Prince Paul. Parbleu! I would sooner lose my best friend than my worst enemy. To have friends, you know, one need only be good-natured; but when a man has no enemy left there must be something mean about him.
Czare. (bitterly). If to have enemies is a measure of greatness, then you must be a Colossus, indeed, Prince.
Prince Paul. Yes, I know I'm the most hated man in Russia, except your father, except your father, of course, Prince. He doesn't seem to like it much, by the way, but I do, I assure you. (Bitterly.) I love to drive through the streets and see how the canaille scowl at me from every corner. It makes me feel I am a power in Russia; one man against a hundred millions! Besides, I have no ambition to be a popular hero, to be crowned with laurels one year and pelted with stones the next; I prefer dying peaceably in my own bed.
Czare. And after death?
Prince Paul (shrugging his shoulders). Heaven is a despotism. I shall be at home there.
Czare. Do you never think of the people and their rights?
Prince Paul. The people and their rights bore me. I am sick of both. In these modern days to be vulgar, illiterate, common and vicious, seems to give a man a marvellous infinity of rights that his honest fathers never dreamed of. Believe me, Prince, in good democracy every man should be an aristocrat; but these people in Russia who seek to thrust us out are no better than the animals in one's preserves, and made to be shot at, most of them.

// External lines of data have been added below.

PR #161, opened 2024-08-01
Refactor EigenLayer TVL overtime chart

Zishan-7:


src/home/charts/EigenLayerTVLOvertimeChart.jsx
```diff
@@ -0,0 +1,482 @@
...
+    <div className="rd-box min-h-44 basis-full p-4" ref={rootRef}>
+      <div className="mb-6 flex flex-wrap items-start justify-end gap-2 md:items-center">
+        <div className="flex-1">
+          <div className="text-base text-foreground-1">TVL over time</div>
+          <div className="text-sm text-foreground-2">{getLatestTotal}</div>
+        </div>
+        <Tabs
+          classNames={tabs}
+          defaultSelectedKey="eth"
+          disabledKeys={['usd']}
```
Zishan-7, line 244: We don't have USD rates in eigenlayer tvl API rn, so I have disabled the USD tab for now

rubo (changes requested):

src/home/charts/EigenLayerTVLOvertimeChart.jsx
```diff
@@ -0,0 +1,482 @@
...
+        value += parseFloat(BigInt(d.ethTVL) / BigInt(1e18));
+        value += parseFloat(BigInt(d.lstTVL) / BigInt(1e18));
+
+        return { timestamp: new Date(d.timestamp).getTime(), value };
+      }),
+      brushPosition: {
+        start: scaleBrushDate(
+          new Date(
+            eigenLayerTVL[eigenLayerTVL.length - 1 - 90].timestamp
+          ).getTime()
```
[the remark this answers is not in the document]
Zishan-7: In the other stacked area chart APIs we get unix timestamp but in the eigenlayer chart api we get utc string. So, I converted the UTC string to unix timestamp wherever we are dealing with timestamps. I tried plotting the graph with UTC string timestamps but it wasn't working

Screenshot 2024-08-01 at 11 44 52 PM
Screenshot 2024-08-01 at 11 45 17 PM

src/home/charts/EigenLayerTVLOvertimeChart.jsx
Zishan-7: We can add it. Until we do I have disabled the tab so that it does not break the page

src/home/charts/EigenLayerTVLOvertimeChart.jsx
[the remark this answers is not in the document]
rubo: Alright, let's fix the backend API first, then merge this PR. We need USD rate and fix timestamps. Let me know whether you need a help with it.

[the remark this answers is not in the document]
vincenthongzy: @Zishan-7 if the backend gets fixed, I need to update the LST page as well, please do give me a ping once the change is made

src/home/Home.jsx
```diff
@@ -41,7 +42,11 @@ export default function Home() {
         eigenLayerTVLError={state.error}
         isFetchingEigenlayerTVL={state.isFetchingEigenLayerTVL}
       />
-      <div className="rd-box min-h-44 basis-full"></div>
+      <EigenLayerTVL
+        error={state.error}
+        isFetching={state.isFetchingEigenLayerTVL}
+        tvl={state.eigenLayerTVL}
+      />
```
vincenthongzy, line 49: might be better not passing in `error` and `isFetching` and just handle these states at the `Home` level?

Zishan-7: imo its better to let the component handle its error and loading states. 🤔

vincenthongzy: The reasoning it because it's not EigenLayerTVL itself that makes the API call. Can we move the API call into the component instead?

Zishan-7: Adding the API call in the parent component saves us 1 API call because the data coming from `/eigenlayer/tvl` is required in two components `<EigenLayerTVL/>` and `<OverviewStats/>`

rubo (approved):

PR #162, opened 2024-08-02
Refactor LST page

vincenthongzy:


tailwind.config.js
```diff
@@ -32,10 +32,12 @@ export default {
...
-              7: '#ec4899',
-              8: '#f9a8d4',
-              9: '#0ea5e9',
-              10: '#7dd3fc'
+              7: '#ffcc80',
+              8: '#ec4899',
+              9: '#f9a8d4',
+              10: '#0ea5e9',
+              11: '#7dd3fc',
+              12: '#4fc3f7'
```
vincenthongzy, line 40: added 1 more shade of yellow `ffcc80` and 1 more shade of blue `4fc3f7`

src/lst/LSTList.jsx
```diff
@@ -1,82 +1,80 @@
...
-                    className="h-5 min-w-5 rounded-full bg-contain bg-center bg-no-repeat"
-                    style={{
-                      backgroundImage: `url('${STRATEGY_ASSET_MAPPING[address].logo}')`
-                    }}
-                  ></div>
-                  <div className="basis-full truncate">
-                    <span className="text-subtitle">
-                      {STRATEGY_ASSET_MAPPING[address].name}
+    <div className="rounded-lg border border-outline bg-content1 text-sm">
+      <Table
```
vincenthongzy, line 18: Different from LRT, opted to use Table here because easier to get the correct widths for the columns

src/lst/LSTDistributionGraph.jsx
```diff
@@ -411,28 +382,27 @@ export default function LSTDistributionGraph({
             {tooltipDateFormatter.format(new Date(tooltipData.x))}
           </div>
           <ul className="text-sm">
-            {state.keys?.map((key, i) => {
+            {state.keys.map((key, i) => {
```
vincenthongzy, line 385: @rubo I noticed that in LRT page you sort based on `tooltipData` but this seems to have slight issues with the color legends.

In the LRTList below , `Swell` could be yellow color. But in the tooltip depending on the data point, `Swell` could be any of the viable chart colors depending on the sorting order on that day

tailwind.config.js
vincenthongzy: oopd looks like I broke the color of the line charts

vincenthongzy: fixed

Zishan-7:
The graph behaves a bit weirdly for me: 

- On page load, graph shows all the data but the brush shows 3 months timeline

Screenshot 2024-08-02 at 5 00 00 PM

- If i move the brush to the left side it overflows and shows up over the actual graph
Screenshot 2024-08-02 at 5 00 35 PM

src/lst/LSTDistributionGraph.jsx
```diff
@@ -189,80 +174,75 @@ export default function LSTDistributionGraph({
         return { timestamp: d.timestamp, value };
       }),
       brushPosition: {
-        start: scaleBrushDate(data[0]?.timestamp),
-        end: scaleBrushDate(data[data.length - 1]?.timestamp)
+        start: scaleBrushDate(points[points.length - 1 - 90].timestamp),
+        end: scaleBrushDate(points[points.length - 1].timestamp)
       },
+      filterPoints: points.slice(-90),
```
Zishan-7, line 180:
```suggestion
      filteredPoints: points.slice(-90),
```
This will fix the brush and graph timeline mismatch on page load as well

Zishan-7 (changes requested):

src/lst/LST.jsx
```diff
@@ -1,128 +1,101 @@
...
 
     fetchLSTTotalValue();
-  }, []);
+  }, [dispatch, eigenlayerService]);
 
   return (
     <div>
-      <div className="my-4 font-display text-3xl font-medium text-foreground-1">
+      <div className="mb-4 font-display text-3xl font-medium text-foreground-1">
         Liquid Staking Tokens
```
rubo, line 63: Capitalization must be like everywhere else:

```suggestion
        Liquid staking tokens
```

src/lst/LSTList.jsx
```diff
@@ -1,82 +1,80 @@
...
+              <TableRow
+                className="border-t border-outline"
+                key={`lst-item-${i}`}
+              >
+                <TableCell>
+                  <div className="flex items-center gap-x-2">
+                    <span className="inline-block min-w-4 text-foreground-2">
+                      {i + 1}
+                    </span>
+                    <span
```
rubo, line 51: We need to show here the logos as it was previously and as we have it on the design. I'll commit the updated LST logos to this branch later.

rubo (changes requested):
- Tooltip title padding is missing
- The pointer indicator vertical line is misplaced
- The brush colors are wrong

image

This PR definitely isn't ready for a review. Making it draft. Please mark it as ready when the obvious issues are addressed.

src/lst/LSTDistributionGraph.jsx
vincenthongzy: I was looking at an old implement in LRTDistribution when I should have looked at LRTList instead, hence the confusion.

vincenthongzy: Anyways the problem is we shouldn't sort the day's data in the graph because it will cause the color legends to be incorrect. Notice Eigenpie and Kelp colors are swapped. This is because the whole graph is sorted by the latest day's data 

```
      keys: Object.entries(data?.[data.length - 1].protocols)
        .sort(sortProtocols)
        .map(([k]) => k)
```

But in LRT's tooltip we are sorting by each day's data again, causing the color legends to be incosistent with the overall graph.


image


image

Zishan-7 (approved):

tailwind.config.js
rubo: We just need 2 extra colors here. No need to modify already existing ones as it badly affects other parts of UI.

rubo (changes requested):

rubo (approved):
Colors revised.

src/lst/LSTDistributionGraph.jsx
rubo: This is a very good catch! Fixed in https://github.com/NethermindEth/restaking-dashboard/pull/163/commits/8eab7bbce1e868382af3345f58a888ff4515da30 so the tooltip is always sorted and doesn't display anything not on the graph for a given point unlike LST. Thus, LST chart needs to be changed that way. However, both approaches don't handle the case where protocol may be in the past but not in the present.

PR #177, opened 2024-08-14
Adjust all graphs to default to 'All' timeline

vincenthongzy:
https://www.notion.so/nethermind/Default-graph-time-range-to-All-for-more-visually-different-graph-8bf8940b6a7448efb6b14c4081d82977?pvs=4


Zishan-7 (approved):

rubo (changes requested):
- Refactored LRT/LST approach to have a single point of control. Using `ParentSize` is problematic as it fires lots of negative values.
- All other changes have no effect as setting the default selected key doesn't fire the handler. AVS TVL is a fixed sample suggestion.

rubo:
I'm not sure changing the default time range is a good idea at all. The more time passes, the less sense it makes.

src/avs/charts/OperatorsTabLineChart.jsx
```diff
@@ -264,7 +268,8 @@ export default function OperatorsTabLineChart({ points, height, width }) {
   );
 }
 
-const margin = { top: 20, right: 40, bottom: 24, left: 0 };
+const margin = { top: 20, right: 40, bottom: 30, left: 20 };
```
vincenthongzy, line 271: bumped the margins for line charts, otherwise the leftmost date label on 1w graphs gets gobbled up

vincenthongzy: image

Notice `Aug` also gets cut off

Zishan-7 (approved):

src/operators/charts/OperatorRestakersLineChart.jsx
```diff
@@ -342,7 +346,8 @@ function LineChart({ points, height, width }) {
   );
 }
 
-const margin = { top: 20, right: 40, bottom: 24, left: 0 };
+const margin = { top: 20, right: 40, bottom: 30, left: 20 };
```
rubo, line 349:
```suggestion
const margin = { top: 20, right: 40, bottom: 30, left: 0 };
```

src/operators/charts/OperatorTVLLineChart.jsx
```diff
@@ -373,7 +377,8 @@ function LineChart({ points, height, width }) {
   );
 }
 
-const margin = { top: 20, right: 40, bottom: 24, left: 0 };
+const margin = { top: 20, right: 40, bottom: 30, left: 20 };
```
rubo, line 380:
```suggestion
const margin = { top: 20, right: 40, bottom: 30, left: 0 };
```

PR #179, opened 2024-08-14
Fix AVS details minor bugs

vincenthongzy:
[RESTAKE-181](https://www.notion.so/nethermind/NaN-display-in-token-distribution-f0555c657c8b434396c1fa71f65bb146?pvs=4)

[RESTAKE-182](https://www.notion.so/nethermind/Empty-state-for-LST-Distribution-Heat-Map-677960d0aaae4946904e6e40c296eca2?pvs=4)

image


vincenthongzy:
There is another issue, https://www.notion.so/nethermind/Total-operators-count-doesn-t-match-list-numbering-287b83b103084af8b201fcc19a0fb460?pvs=4. I think this is not really fixable, it's probably due to the gap between avs indexer and operator indexer?

rubo (changes requested):
The "No distribution message" must not be an error message. It's not an error. Better to copy the "not found" message styling from AVS list.

Zishan-7 (approved):

src/avs/charts/TVLTabTreemap.jsx
```diff
@@ -57,6 +57,11 @@ export default function TVLTabTreemap({ width, height, ethRate, lst }) {
     [children]
   );
 
+  const isEmpty = useMemo(
+    () => root.children.reduce((acc, child) => acc + child.data.value, 0) === 0,
```
rubo, line 61: It throws here for AVS `0x18343aa10e3d2f3a861e5649627324aead987adf`:

> TypeError: Cannot read properties of undefined (reading 'reduce')

vincenthongzy: I am not able to reproduce locally when running on staging DB, but I've added in a guard to prevent this from happening

src/avs/AVSDetailsOperatorsTab.jsx
```diff
@@ -352,7 +352,11 @@ function AVSOperatorsList({ address, avsError, isAVSLoading, tvl }) {
                     </div>
                   </TableCell>
                   <TableCell className="pe-8 text-end">
-                    <div>{((op.strategiesTotal / tvl) * 100).toFixed(2)}%</div>
+                    <div>
+                      {tvl === 0
+                        ? 'N/A'
+                        : `${((op.strategiesTotal / tvl) * 100).toFixed(2)} %`}
```
rubo, line 358:
```suggestion
                        : `${((op.strategiesTotal / tvl) * 100).toFixed(2)}%`}
```

rubo (approved):

PR #180, opened 2024-08-14
Add LRT/LST tooltip total

rubo:
Implemented total calculation in LRT and LST tooltip.


src/lst/LSTDistribution.jsx
vincenthongzy, line 1: need to update the import path in `src/lst/LST.jsx`

vincenthongzy (changes requested):

src/lst/LSTDistribution.jsx
rubo: Whoops, Vite managed to handle that without error until I restarted it.

vincenthongzy (approved):

PR #857, opened 2025-07-14
Add `not_null` test for PINVAL card num field to support better char table UX

jeancochrane:
In https://github.com/ccao-data/pinval/pull/93, we're changing the PINVAL reports based on the assumption that report-eligible PINs will always have not-null card numbers (see in particular [this comment](https://github.com/ccao-data/pinval/pull/93/files#r2208624634)). This PR adds a data test to enforce that assumption so we will be notified if we ever break it.


wagnerlmichael (approved):
Good idea to add this!

wrridgeway (approved):

PR #858, opened 2025-07-15
Add `loc_property_city` to `pinval.vw_assessment_card`

wagnerlmichael:
Add a municipality column ref for downstream pinval outputs.

Connects https://github.com/ccao-data/pinval/pull/92


jeancochrane (approved):
Awesome 👍🏻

Czare. (excitedly). If they are common, illiterate, vulgar, no better than the beasts of the field, who made them so?
(Enter Aide-de-Camp.)
Aide-de-Camp. His Imperial Majesty, the Emperor! (Prince Paul looks at the Czarevitch, and smiles.)
(Enter the Czar, surrounded by his guard.)
Czare. (rushing forward to meet him). Sire!
Czar (nervous and frightened). Don't come too near me, boy! Don't come too near me, I say! There is always something about an heir to a crown unwholesome to his father. Who is that man over there? I don't know him. What is he doing? Is he a conspirator? Have you searched him? Give him till to-morrow to confess, then hang him!—hang him!
Prince Paul. Sire, you are anticipating history. This is Count Petouchof, your new ambassador to Berlin. He is come to kiss hands on his appointment.
Czar. To kiss my hand? There is some plot in it. He wants to poison me. There, kiss my son's hand; it will do quite as well.
(Prince Paul signs to Count Petouchof to leave the room. Exit Petouchof and the guards. Czar sinks down into his chair.